Aim of the exercise » Nothing past the line containing "The move with the highest modified" belongs in the output. Copy exactly every line of the data below from the first up to and including it.

Stored data entries:
PR #630, opened 2018-12-30
Enhancement to move selection by using Q along with N

szacer:
This PR is a modification to how Leela chooses the best move to return. MCTS proceeds as before, expect at the very end when submitting a final move to play. Currently, Leela submits the move with the most visits (N). This change would cause Leela to slightly scale the number of visits based on the Q value of that move. So if a certain move had slightly less visits than the move with the highest visits, but a better Q value, it could be chosen as the best move.  

If Q is the Q value of a certain move and N is its visits, and Qtop is the Q value of the move with most visits, then Leela scores each move accordingly:

If Q >= Qtop: modified_N = N * exp( 1.06 * sqrt(Q - Qtop))
Else : modified_N = N * exp( -1.06 * sqrt(Qtop - Q))

The move with the highest modified N is chosen. 

This PR has performed well in testing, scoring [+119, -89, =192] in a 400 game match against release v0.20.0-rc2 using ID32332. That corresponds to +26.1 (±25.0) elo. LOS = 1.88%. Time control was 5sec +0.25sec increment on a GTX1050. Leela was getting 500-1000 nodes per move. PGN file attached. [Main_vs_Qbias2.txt](https://github.com/LeelaChessZero/lc0/files/2716794/Main_vs_Qbias2.txt)

Match conditions are at a low node count. However, from a theoretical point of view, I do not think node count should have an impact on performance of the PR. Also, the coefficient of 1.06 in the formula is probably not the ideal number to use, and performance could possibly be improved further by adjusting this. 

From a theoretical point of view, here is what I was thinking when I decided to experiment with this.  Leela uses its policy and value network to decide where in its tree it should explore next. It then plays the move it explored the most, as this is what its policy and value heads found most interesting. However, I felt relatively speaking, the value head's importance should increase in deciding upon the final move versus during tree exploration.

I hope that this summary was clear for you. Feel free to ask me any questions.

### DIFF
--- a/src/mcts/search.cc
+++ b/src/mcts/search.cc
@@ -520,9 +520,83 @@ std::vector<EdgeAndNode> Search::GetBestChildrenNoTemperature(Node* parent,
   return res;
 }
 
-// Returns a child with most visits.
+// Chooses an edge from parent with the highest N value, and returns this edge's
+// Q value
+float Search::GetQ_with_highest_N(Node* parent) const {
+  MoveList root_limit;
+  if (parent == root_node_) {
+    PopulateRootMoveLimit(&root_limit);
+  }
+
+  int N = 0;
+  float Q = -3;
+
+  for (auto edge : parent->Edges()) {
+    if (parent == root_node_ && !root_limit.empty() &&
+        std::find(root_limit.begin(), root_limit.end(), edge.GetMove()) ==
+            root_limit.end()) {
+      continue;
+    }
+
+    // Very simple code to find the maximum N value of an edge
+    // and record the corresponding Q value
+    if (edge.GetN() >= N) {
+      N = edge.GetN();
+      Q = edge.GetQ(-1);
+    }
+  }
+
+  return Q;
+}
+
+// Very similar to GetBestChildrenWithNoTemperature, expect it chooses
+// the best child with a bit more emphasis on the Q value of each child.
+// Also takes in the return value of GetQ_with_highest_N as Qtop
+std::vector<EdgeAndNode> Search::GetQBiasedMove(Node* parent,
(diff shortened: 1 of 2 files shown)


gsobala:
After about 80 games at 2min+1sec vs SF10, this pr is not obviously superior to old master, though error bars are obviously very wide.

```
Program                        Elo      +      -   Games   Score   Av.Op.  Draws
lc0 32319                  : 3442.0   97.3   97.3    82    45.1 %   3476   73.2 %
lc0-pr630                  : 3432.2   96.8   96.8    80    43.8 %   3476   60.0 %
```

szacer:
That is a very interesting result. Thank you for taking the time to run that test. It might be due longer time controls or comparing against stockfish instead of Leela. When I calculate the error bars I get that pr630 is -10 ± 65 elo compared to main. That means if pr630 was 26 elo stronger than main, there is only a 13% chance you would have obtained the result you did or worse. 13% could possibly have happened by chance or  be down to poor scaling of pr630. 

My laptop isn't really powerful enough to run a 400 game match at blitz time controls as I have overheating issues. However, I have written a script that compares the move choices of pr630 and the current main to the moves of AlphaZero in the Stockfish 8 match from TCEC positions. This will greatly help me run large-sample tests at long time controls. As when playing a match, Leela might think for 100 plys and at the end I only get one result. This way, if Leela thinks for 100 plys, I get 100 results back. 

I am going to leave my laptop running overnight analysing about 2000 positions at 10k nodes per position.  This nodes per move figure would roughly correspond to Leela playing at 5min+3 on my computer. This will hopefully give some insight into how this PR performs at longer time controls and the sample size should be large enough to have a small error.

Output for this task »
PR #630, opened 2018-12-30
Enhancement to move selection by using Q along with N

szacer:
This PR is a modification to how Leela chooses the best move to return. MCTS proceeds as before, expect at the very end when submitting a final move to play. Currently, Leela submits the move with the most visits (N). This change would cause Leela to slightly scale the number of visits based on the Q value of that move. So if a certain move had slightly less visits than the move with the highest visits, but a better Q value, it could be chosen as the best move.  

If Q is the Q value of a certain move and N is its visits, and Qtop is the Q value of the move with most visits, then Leela scores each move accordingly:

If Q >= Qtop: modified_N = N * exp( 1.06 * sqrt(Q - Qtop))
Else : modified_N = N * exp( -1.06 * sqrt(Qtop - Q))

The move with the highest modified N is chosen. 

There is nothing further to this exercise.